Virtual commissioning: how we connected 10 automation systems through one digital melt shop
The problem with testing automation systems in isolation
Virtual commissioning of individual machines is well established. You pair a Level 1 or Level 2 system with simulated sensors and actuators, connect it to a PLC, and test it as if the real hardware were there. For a single electric arc furnace or a single ladle furnace, this works.
But a melt shop is not one machine. It is an EAF, an AOD converter, three ladle furnaces, three VD/VOD units, six cranes, transfer cars, slagging stations, heaters, scrap dryers — all producing simultaneously, all depending on each other through shared transport resources and real-time scheduling decisions.
When you test each automation system in isolation, you miss everything that happens between machines: crane transports, ladle routing, tundish logistics, the time dependencies between processes. A ladle furnace automation system has no way of knowing when a ladle will actually arrive — because that depends on what the cranes are doing, which depends on what every other machine needs at that moment.
Higher-level systems — production planning and ladle management — are even harder to test alone. They depend entirely on check-in/check-out signals, machine states, and process events from across the entire plant.

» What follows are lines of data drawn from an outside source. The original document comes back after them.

PR #31, opened 2020-07-06
Side BaseURL removed from single.html

VeskeD:
BaseUrl in single.html file been removed:

when background url is here with BaseURL, 
image is not openning when you accessing your page through some other url.

_example:_
when accessing site instead of: http:/toha.example.com/posts/some-post
you trying to access with: http://127.0.0.1/posts/some-post
or any other domain name

### DIFF
--- a/layouts/_default/single.html
+++ b/layouts/_default/single.html
@@ -13,7 +13,7 @@
 {{ define "content" }}
 <div class="container p-0 read-area">
   <!--Hero Area-->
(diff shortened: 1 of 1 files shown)


VeskeD:
i'm a bit wrong here, it will be loaded from Damain if it's running,
but in case you are testing in local, it still will be loaded from Domain where file is located, but not from local.
and if site is not available through your domain name, it will not be loaded at all.

so this change is closing this little gap.

PR #32, opened 2020-07-07
Allow theme configuration to partially override css

phinatic:


hossainemruz:
@phinatic I think it will be better to make `style.css` configurable. Rename `style.css` into `main.css`. Then, rename `custom.css` into `style.css`.  Also, don't just import the css into a single page. Instead add it into `partials/header.html` All page use this header. So, they will get the changes.

phinatic:
I made the requested changes 👍

Issue #40, opened 2020-07-15
Footer does not route properly from posts page


al-haras:
Hello,

I noticed that when working with this theme, if you go to the posts page and click any of the navigation on the footer that it is not working correctly. I experienced this both using a local build and it exists on the example website as well.

From the posts page if you want to click on experiences, it will route to `https://toha.netlify.app/posts/#experiences` rather than (what I assume is expected) https://toha.netlify.app/#experiences.

![Screenshot_20200714_205234](https://user-images.githubusercontent.com/37927715/87501483-0b553300-c614-11ea-9a3f-646e334d9591.png)

I think the fix may just be a slight adjustment to your footer.html. If you agree that this is a bug, If I find some spare time to take a look and find and a good solution would you want me to create a pull request or is this something you'd prefer to look at and fix yourself?

StefanTobler:
I ran into this issue on my page as well. Good issue.

al-haras:
I do think I found an easy fix if you want me to create a PR with the change so you can take a look.

PR #41, opened 2020-07-15
add / to change URL in Navigation in footer

al-haras:
Fixes: #40


al-haras:
Possible solution for issue: #40

PR #46, opened 2020-07-22
Make Skills and Projects cards linkable

VeskeD:
Been added links to Card Headers to be able to open Project/Skill just by clicking on CardHeader, think it's good to have it clickable

### DIFF
--- a/exampleSite/data/sections/skills.yaml
+++ b/exampleSite/data/sections/skills.yaml
@@ -13,10 +13,12 @@ skills:
 - name: Kubernetes
   icon: "images/skills/kubernetes.png"
   summary: "Capable of deploying, managing application on Kubernetes. Experienced in writing Kubernetes controllers for CRDs."
+  url: "https://kubernetes.io/"
 
 - name: Go Development
   icon: "images/skills/go.png"
   summary: "Using as the main language for professional development. Capable of writing scalable, testable, and maintainable program."
+  url: "https://golang.org/"
 
 - name: Cloud Computing
   icon: "images/skills/cloud.png"
@@ -25,10 +27,12 @@ skills:
 - name: Docker
   icon: "images/skills/docker.svg"
   summary: "Write most of the programs as dockerized container. Experienced with multi-stage, multi-arch build process."
+  url: "https://www.docker.com/"
 
 - name: Prometheus
   icon: "images/skills/prometheus.png"
   summary: "Capable of setup, configure Prometheus metrics. Experienced with PromQL, AlertManager. Also, experienced with writing metric exporters."
+  url: "https://prometheus.io/"
 
 - name: Linux
   icon: "images/skills/linux.png"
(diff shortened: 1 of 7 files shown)


hossainemruz:
Sounds good. I will review and test ASAP.

hossainemruz:
@VeskeD What if we make the entire card linkable just like the recent-posts cards?

hossainemruz:
Btw, your change is breaking the CSS.
image

VeskeD:
> @VeskeD What if we make the entire card linkable just like the recent-posts cards?
i've tried that, but then it's not able to select text inside of card content, anyhow, choice is yours.



> Btw, your changes are breaking the CSS.
> image
ooopsy, i've did it's a bit different way in my page, thinking that this way will work without any css changes required,
will check this out.

as mine page is still using old version of theme, and i'm not yet updated with recent changes.

hossainemruz:
>i've tried that, but then it's not able to select text inside of card content, anyhow, choice is yours.

Ok. Then, lets make the entire card linkable.

>as mine page is still using old version of theme, and i'm not yet updated with recent changes.

Please, pull the latest changes from master. 

Let me know if you need any help with the CSS. Btw, is it ok for me to push in this PR? Since you have created this PR from your master branch, now any change we make in this PR will affect your master.

VeskeD:
> is it ok for me to push in this PR?

of course, go ahead if you really require.

> Let me know if you need any help with the CSS

I'm trying to build now separate page on my windows machine, instead of linux server, to test it out, 
but looks like you will be able to detect issue first :)

VeskeD:
@hossainemruz i've updated it, check this out now, should be good

VeskeD:
@hossainemruz need a bit help with solving this css issue, as it's now cards is with different sizes for some reason and indent between each other in columns
image

hossainemruz:
Cards height are adjusted from  `home.js`. I will take a look tomorrow.

VeskeD:
ok sure!

VeskeD:
@hossainemruz 

*Note: values is from your `toha-example-site`, check this out*

-------

i've updated `adjustSkillCardsHeight` because previous implementation is not working because of new <a> tag is there for skill cards.

after i updated, i've checked this issue, and for some reason after `home.js` is completed, it's setting up min-height as maximum available value, that's true, but as i can see, as page is not yet fully loaded, the maximum height was equals to "143px", so, this 143px value was set as `min-height` to `cards` and cards is not with same height after all content been loaded, but i have to say, that it's not always, if you will try to update this function and refresh page couple of times, sometimes it's taking correct `167px` value for `min-height`.

so, what i did is i make it calling after page is load, i know it's probably not the best solution, but now, `min-height` is always set to correct value equals to `167px` and as result all cards with same height.

probably you will have better solution without waiting while page is loaded, but at least now, cards now with same height.

PR #67, opened 2020-08-18
Adding background_position option

llaniewski:
This PR adds the option to set `background-position` css tag on the home page background image. For example to set it to always align to center of the image.

**Usage:**
```yaml
params:
  # background image of the landing page
  background: "images/background.jpg"
  background-position: center
```

### DIFF
--- a/README.md
+++ b/README.md
@@ -129,6 +129,9 @@ params:
 
 You can just copy the content for `config.yaml` files from `theme/toha/exampleSite/config.yaml`.
 
+If you want to customize the any of the CSS styles on your site, create a
+`static/assets/css/style.css` file and add any custom CSS there.
+
 ## Usage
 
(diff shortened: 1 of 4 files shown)


hossainemruz:
@llaniewski I think `background-position: center` should be default CSS instead of a configurable option in the `config.yaml`.  Please, change it here: https://github.com/hossainemruz/toha/blob/5f48a5bacb8a13cecaef5b9d9fa7efe25d860f79/static/assets/css/sections/home.css#L9

Btw, users can overwrite the default css with a `style.css` file in their `/static/assets/css` directory.

llaniewski:
@hossainemruz I set the `background-position` to `center` in the `home.css` and deleted the option, as per your comment. I also added the comment about the custom CSS to the README, as I think it will be useful to know for more tech-savvy users.

PR #112, opened 2020-10-21
Add nav item data and aria attributes to collapse the nav bar in mobile

alex-bezek:
…le when an item is clicked
https://github.com/hossainemruz/toha/issues/102

Tested on desktop chrome. Recreated the issue and then updated the nav links following https://getbootstrap.com/docs/4.0/components/collapse/
added a couple of aria attributes they recommended as well


hossainemruz (approved):
Thank you @alex-bezek .

PR #114, opened 2020-10-21
Fix about section to pull author name correctly

alex-bezek:
Addresses https://github.com/hossainemruz/toha/issues/113

Existing issue has name not showing up in the about section image

With this update it seems to pull correctly
image

### DIFF
--- a/layouts/partials/sections/about.html
+++ b/layouts/partials/sections/about.html
@@ -1,13 +1,19 @@
+
 {{ $sectionID := replace (lower .section.name) " " "-"  }}
 {{ if .section.id }}
   {{ $sectionID = .section.id }}
+{{ end }}
+
+{{ $author:= site.Data.author }}
+{{ if (index site.Data site.Language.Lang).author }}
+  {{ $author = (index site.Data site.Language.Lang).author }}
 {{ end }}
 
 <div class="container anchor p-lg-5 about-section" id="{{ $sectionID }}">
   <div class="row pt-sm-2 pt-md-4 align-self-center">
     <!-- summary -->
     <div class="col-sm-6">
-    <h3 class="p-1">{{ site.Params.author.name }}</h3>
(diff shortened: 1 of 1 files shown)


layouts/partials/sections/about.html
```diff
@@ -3,11 +3,16 @@
   {{ $sectionID = .section.id }}
 {{ end }}
 
+{{ $author:= site.Data.author }}
```
alex-bezek, line 6: This bit seems to be copied around a bit, but i'm unclear when this value would be set. 
My understanding is that this map follows this file format
image
Is it a possible convention to have an author file not in a locale folder?

hossainemruz (approved):

layouts/partials/sections/about.html
hossainemruz: >Is it a possible convention to have an author file not in a locale folder?

This is done for multi-language support.

alex-bezek: yeah, sorry I mean I understand that `(index site.Data site.Language.Lang).author` accesses the particular `data/:locale/author.yml` file. But i'm not clear on when `site.Data.author` would ever be not-nil. My assumption is that 
`{{ $author:= site.Data.author }}` always initializes the `$author` variable to nil and then its overridden in the if block below. 

I guess i can't just do 
```go
{{ if (index site.Data site.Language.Lang).author }}
  {{ $author := (index site.Data site.Language.Lang).author }}
{{ end }}
```
because go's variable scoping means the `$author` variable isn't declared outside the if. Can you explain if `{{ $author:= site.Data.author }}` ever is set to not nil and if so what config it uses? I'd like to understand your config.yml, site.yml, and locale specific fallback logic a little better to help address some of the issues. Is the thought that someone could make a file like `data/author.yml` which would make `site.Data.author` use those values? 

Thanks!

PR #115, opened 2020-10-21
add ios specific css for fixing the background images

alex-bezek:
Fixes https://github.com/hossainemruz/toha/issues/70

Read more into the comments of https://stackoverflow.com/questions/24154666/background-size-cover-not-working-on-ios which linked to https://stackoverflow.com/questions/30102792/css-media-query-to-target-only-ios-devices/47818418#47818418

I made that change and branch deployed it to my site to test
https://github.com/alex-bezek/blog/pull/50
https://blog-git-test-ios-background-image-fix.alex-bezek.vercel.app/
image

Tested in safari and firefox desktop as well
image
image

If anyone has an android and an ipad those would be good to test. I'll do some more reading about best practices using this css attribute as well since right now i'm just kind of trusting in stack overflow :)

### DIFF
--- a/static/assets/css/sections/home.css
+++ b/static/assets/css/sections/home.css
@@ -18,6 +18,19 @@
   background-size: cover;
 }
 
+/*
+  Resolves https://github.com/hossainemruz/toha/issues/70
+
+  fixed attached images use the whole <body> size. On mobile this can get really
+  tall which blows your image out. Setting the attachment back to scroll allows
+  your cover image to stretch within its own container
+*/
+@supports (-webkit-touch-callout: none) {
+  .background {
+    background-attachment: scroll;
+  }
+}
+
 .content {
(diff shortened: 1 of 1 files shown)


static/assets/css/sections/home.css
```diff
@@ -18,6 +18,19 @@
   background-size: cover;
 }
 
+/*
+  Resolves https://github.com/hossainemruz/toha/issues/70
```
alex-bezek, line 22: I can remove this comment if you'd prefer to rely on git history for this type of thing. I just typically like to add comments around "magic css" which is in place for a unique/special problem

hossainemruz: I think keeping this comment will be helpful.

hossainemruz (approved):

PR #138, opened 2020-10-31
Fix the nav item collapse and spy functionality

alex-bezek:
### Issue

Fixes https://github.com/hossainemruz/toha/issues/132

### Description

Fixes an issue I introduced here https://github.com/hossainemruz/toha/pull/112/files when trying to fix the mobile nav not collapsing on click. It seems the ScrollSpy uses the data-attributes for determining which item to underline when scrolled to and all of them being the same causes this issue.

Gooing with another solution I had previously found https://github.com/hossainemruz/toha/issues/102#issuecomment-711502431

### Test Evidence

evidence


layouts/partials/navigators/navbar.html
```diff
@@ -31,16 +31,7 @@
     <div class="collapse navbar-collapse" id="top-nav-items">
       <ul class="navbar-nav ml-auto">
         <li class="nav-item">
-          <a
-            class="nav-link"
-            href="#home"
-            data-toggle="collapse"
-            data-target=".navbar-collapse"
-            aria-controls="collapseExample"
-            role="button"
```
alex-bezek, line 40: Breaking down the example more https://getbootstrap.com/docs/4.0/components/navbar/ they didn't use these for the actual links, these were for the item that toggled a drop down vs we just have a drop down when in mobile, so i'm removing these

hossainemruz (approved):
Looks good.

Issue #140, opened 2020-10-31
Author name is not showing in the post


hossainemruz:
## Expected Behavior

![image](https://user-images.githubusercontent.com/12577390/97782126-f8ae3c00-1bb9-11eb-830f-709203fbe683.png)

## Current Behavior

![image](https://user-images.githubusercontent.com/12577390/97782111-dddbc780-1bb9-11eb-9556-f19edc48b9b4.png)

## Steps to Reproduce

1.
2.
3.
4.

### Browsers Affected

- [ ] Chrome
- [ ] Firefox
- [ ] Edge
- [ ] Safari 11
- [ ] Safari 10
- [ ] IE 11

hossainemruz:
Fixed in #141

PR #141, opened 2020-10-31
Fix the get author name partial to account for localized author names

alex-bezek:
### Issue
https://github.com/hugo-toha/toha/issues/140

### Description

The author name seemed to have the same issue as the avatar did where it wasn't taking into account the new language-specific configs seen [here](https://github.com/hugo-toha/toha/commit/d0c32c5d082c4fa6b09690e60ebf06a4c59713a2#diff-fb24974d85736fe816c6ff9a4909af0d3faf111ade7fffe5b83a3b99072bf2c9R1) but the author name in this case had no fallback. 

### Test Evidence

Before
image
image

After:
image
image

### DIFF
--- a/layouts/partials/helpers/get-author-name.html
+++ b/layouts/partials/helpers/get-author-name.html
@@ -1,7 +1,12 @@
+{{/*  Uses the top level site's config for a single author across all locales  */}}
 {{ $authorName:= site.Params.author.name }}
-{{ if site.Data.site.author}}
-    {{ $authorName = site.Data.site.author.name }}
-{{ end}}
+
+{{/*  Overrides with the locale specifc author if provided  */}}
+{{ if (index site.Data site.Language.Lang).author }}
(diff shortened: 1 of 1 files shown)


layouts/partials/helpers/get-author-name.html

The approach: a digital melt shop as the integration layer
Together with SMS group, we built a solution for a real commissioning project. The idea: use a FESIOS digital melt shop as the shared environment that connects all automation systems into one holistic integration test.
The simulation acts as the missing link. It handles everything that no individual automation system covers:
- Crane transport — six cranes with full route planning, collision avoidance, and inter-crane coordination
- Ladle routing — dynamically calculated based on real-time queries to the production planning system
- Process events — the simulation sends and receives events via OPC UA to synchronize with each automation system
- Time dependencies — every transport runs at real equipment velocities, so timing between processes is realistic
For machines where SMS supplied the automation (EAF, AOD, LF, VD/VOD), the real automation software connects directly to simulated hardware. The simulation receives key events — “tapping complete,” “ready for charging” — and triggers the corresponding transport and logistics actions. Continuous variables like electrode positions or converter tilting angles are updated in real time via OPC UA.
For the production planning system, the simulation queries the schedule after each event to determine where a ladle should go next. For ladle management, it provides check-in and check-out signals as ladles move between positions — exactly as the real identification system would.
What it looks like in practice
The integration test runs in a dedicated testing center. Each machine has its own workstation running the real automation software. In the background, our digital melt shop runs in the browser — visible on a main screen and accessible from every workstation.
The 3D visualization shows the complete plant in real time: cranes moving, ladles being transported, processes starting and finishing. When the EAF automation finishes tapping and sends the release event, the simulation immediately picks up the ladle, queries the production plan, and routes it to the correct next station. The AOD automation can then trigger charging events, and the simulation orchestrates the crane movements accordingly.
Every action follows the real sequence: scrap charging, tapping, ladle transport, secondary metallurgy, casting. The simulation fills in all the gaps that would otherwise require the physical plant.
10 systems, one test run
The project involved 10 automation systems running simultaneously:
- 1 EAF (Level 1/2)
- 1 AOD converter (Level 1/2)
- 3 ladle furnaces (Level 1/2)
- 3 VD/VOD units (Level 1/2)
- Production planning system (Level 3)
- Ladle management system (Level 3)
All connected through the digital melt shop, all exchanging events and data in real time.
What we learned
The shared 3D view changed how the teams worked together. Instead of each workstation operating in its own silo, everyone could see the full production flow — multiple heats at different stations, cranes moving between machines, ladles cycling through the plant. It created a sense of real production that isolated testing never provides.
The time dependencies became tangible. When a checkout signal fired, teams could watch it propagate: the ladle management system updated, the production planning system received the status change, and the simulation reflected the next transport — all in real time.
This approach also extends beyond commissioning. The same setup can train operators on the real automation systems using a virtual environment, without interfering with actual production. New operators get realistic conditions — real software, realistic timing, full plant context — without risk.
What the digital melt shop enabled:
- Integration testing of 10 automation systems simultaneously
- Real-time synchronization via OPC UA events
- Full crane and ladle logistics filling the gaps between individual machine tests
- 3D visualization accessible from every workstation for shared situational awareness
- Reusable for operator training after plant startup
This work was presented at ESTAD 2021 in collaboration with SMS group.